• [Your objective]
Wherever the word "paths" occurs in the lines below, copy the whole line.

• [Data for processing]
* * * * * * * * *

PR #3916, opened 2020-08-05
[SOLID] skip reference-write functions

TomasVotruba:


rules/solid/src/Guard/VariableToConstantGuard.php
```diff
@@ -0,0 +1,49 @@
...
+        }
+
+        if (function_exists($name)) {
+            $reflectionFunction = new ReflectionFunction($name);
+            foreach ($reflectionFunction->getParameters() as $parameter) {
+                if ($parameter->isPassedByReference()) {
+                    return false;
+                }
+            }
+        }
```
TomasVotruba, line 45: @Aerendir This might solve the reference functions ;)

PR #3918, opened 2020-08-06
Fix set path was not found

### LINKED ISSUE #3915: New SetList paths completely broke if using bamarni/composer-bin-plugin
# Bug Report

| Rector version | v0.7.62              |

I'm using `bamarni/composer-bin-plugin`.

it installs Rector in `vendor-bin/phpstan/vendor/rector`.

The file `Rector\Set\ValueObject\SetList` uses fixed paths:

```php
...
/**
     * @var string
     */
    public const ACTION_INJECTION_TO_CONSTRUCTOR_INJECTION = __DIR__ . '/../../config/set/action-injection-to-constructor-injection.php';
...
```

This, obviously, breaks the paths as they are not found and Rector cannot run.

# Suggested solution

I really have no idea 😅

# How to reproduce the issue

```console
composer rem rector/rector && composer req bamarni/composer-bin-plugin && composer bin rector req rector/rector && vendor/bin/rector process --dry-run
```

(this command should work: I'm writing it on the fly, without testing it)

zingimmick:
Only these four sets have different paths, ignore me if there's any reason for that.

Close #3915

### DIFF
--- a/packages/set/src/ValueObject/SetList.php
+++ b/packages/set/src/ValueObject/SetList.php
@@ -14,7 +14,7 @@ final class SetList
     /**
      * @var string
      */
-    public const ACTION_INJECTION_TO_CONSTRUCTOR_INJECTION = __DIR__ . '/../../config/set/action-injection-to-constructor-injection.php';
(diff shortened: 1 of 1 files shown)


TomasVotruba:
Thank you :+1:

* * * * * * * * *

• [Solved exercise]
### LINKED ISSUE #3915: New SetList paths completely broke if using bamarni/composer-bin-plugin
The file `Rector\Set\ValueObject\SetList` uses fixed paths:
This, obviously, breaks the paths as they are not found and Rector cannot run.
Only these four sets have different paths, ignore me if there's any reason for that.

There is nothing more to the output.